Tullett Prebon plc Annual Report 2010
The Board has delegated responsibility to the Nominations Committee for: – reviewing the balance and skill, knowledge and experience of the Board; – agreeing and implementing procedures for the selection of new Board appointments; and – making recommendations to the Board on all proposed new appointments. In considering the appointment of new non-executive directors, the Committee takes account of the time commitment likely to be required of the appointee. The likely time commitment is referred to in all new letters of appointment. The terms of reference of the Nominations Committee will be available for inspection during normal business hours on any week day (other than public holidays) at the Company’s ofﬁces from the date the notice of AGM is posted until the conclusion of the AGM and are also available on the Company’s website.

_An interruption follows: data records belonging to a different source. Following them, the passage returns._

PR #10, opened 2020-03-29
ExtendedError and ResultExt inital draft

### LINKED ISSUE #9: Support Error Extensions
Hey,
first of all, I really enjoy using your library so far. I think it is already very comprehensive. One thing I am missing though is returning extensions for errors as described [here](https://github.com/graphql/graphql-spec/blob/master/spec/Section%207%20--%20Response.md) in the spec. Something like: 
```{
  "errors": [
    {
      "message": "Name for character with ID 1002 could not be fetched.",
      "locations": [ { "line": 6, "column": 7 } ],
      "path": [ "hero", "heroFriends", 1, "name" ],
      "extensions": {
        "code": "CAN_NOT_FETCH_BY_ID",
        "timestamp": "Fri Feb 9 14:33:09 UTC 2018"
      }
    }
  ]
}
```

In terms of api, I think it would be nice to have a trait with a single method `with_extensions` which you could implement on your errors. Something like: 
```
// somewhere in async-graphql
pub trait ErrorExtensions {
    fn with_extensions(&self) -> Option<serde_json::Value> {
        None
    }
}

impl<T: Into<Error>> ErrorExtensions for T {}
```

Relations with shareholders
The Board recognises the importance of communication with shareholders. The Company’s website, www.tullettprebon.com, provides information for shareholders on the Group’s activities, results, products and recent developments. There is regular dialogue with institutional investors, fund managers and analysts, including presentations around the time of the results announcements and also on request. The Chairman maintains ongoing relations with shareholders when necessary or appropriate and is available to those shareholders who have a policy of regular contact or who wish to discuss speciﬁc matters. The Senior Independent Non-executive Director and the other non-executive directors are available to meet with shareholders, should such meetings be requested.
Annual General Meeting
The Board uses the AGM to communicate with investors and welcomes their participation. Notice of the AGM, and related papers, are sent to shareholders at least 20 working days before the meeting. The Chairman aims to ensure that all of the directors, including Chairmen of the Committees of the Board, are available at AGMs to answer questions and meet shareholders. The proxy votes cast on each resolution proposed at general meetings are disclosed at those meetings. To encourage shareholder participation, those shareholders whose shares are held via the CREST system are offered the facility to submit their proxy votes via CREST.
GOVERNANCE SHAREHOLDER INFORMATION FINANCIAL STATEMENTS
Risk management and internal control
The Board is responsible for setting the Group’s risk appetite and ensuring that it has an appropriate and effective risk management framework and for monitoring the ongoing process for identifying, evaluating, managing and reporting the signiﬁcant risks faced by the Group. The Group’s risk management governance structure and the Group’s risk proﬁle are described in the Risk Management section of the Business Review. The Board is also responsible for the Group’s system of internal control and for reviewing its effectiveness. In discharging its responsibilities in this respect, the Board has appointed the Audit Committee to carry out the annual review of the effectiveness of the internal control and risk management systems and to report to the Board thereon. This process has been in place for the year under review and up to the date of approval of the Annual Report, is reviewed regularly by the Board and accords with the Turnbull guidance appended to the Combined Code. The Audit Committee conducted a formal review of the effectiveness of the Group’s internal control systems for 2010, considering reports from management, external audit and the work of the risk control and internal audit functions. The Group has a comprehensive system for ﬁnancial reporting which is subject to review by both internal and external audit. Budgets, regular re-forecasts and monthly management accounts including balance sheets and cash ﬂows are prepared at all levels of the business and consolidated reports are reviewed by the Board. These reports include comparisons of performance and position against prior year, budgets and forecasts. The Group has investments in a number of joint ventures and associated companies. Where the Group is not directly involved in the management of the investment, it can inﬂuence, through Board representation, but not control, the internal control systems present in those entities. The Board’s review of the effectiveness of the system of internal controls in those entities is consequently less comprehensive than in its directly owned subsidiaries.
Accountability and Audit
The directors’ statement regarding their responsibility for preparing the Annual Report is set out on page 39 and the independent auditor’s report regarding their reporting responsibility is on page 41.
The Group’s business activities and performance, and the ﬁnancial position of the Group, its cash ﬂows, liquidity position, borrowing facilities and hedging strategy, together with the factors likely to affect its future development, performance and position, are discussed in the Business Review on pages 05 to 23. Analysis of the Group’s key risks and approach to risk management is also set out in the Business Review on pages 15 to 19. Details of the Group’s interest bearing loans and borrowings, obligations under ﬁnance leases, derivative ﬁnancial instruments, long term provisions, other long term payables and ﬁnancial instruments are set out in Notes 21 to 25. The Group has considerable ﬁnancial resources both in the regions and at the corporate centre to comfortably meet the Group’s ongoing obligations. After making enquiries, the directors have a reasonable expectation that the Company and the Group have adequate resources to continue in operational existence for the foreseeable future. Accordingly, the annual report and accounts continue to be prepared on the going concern basis.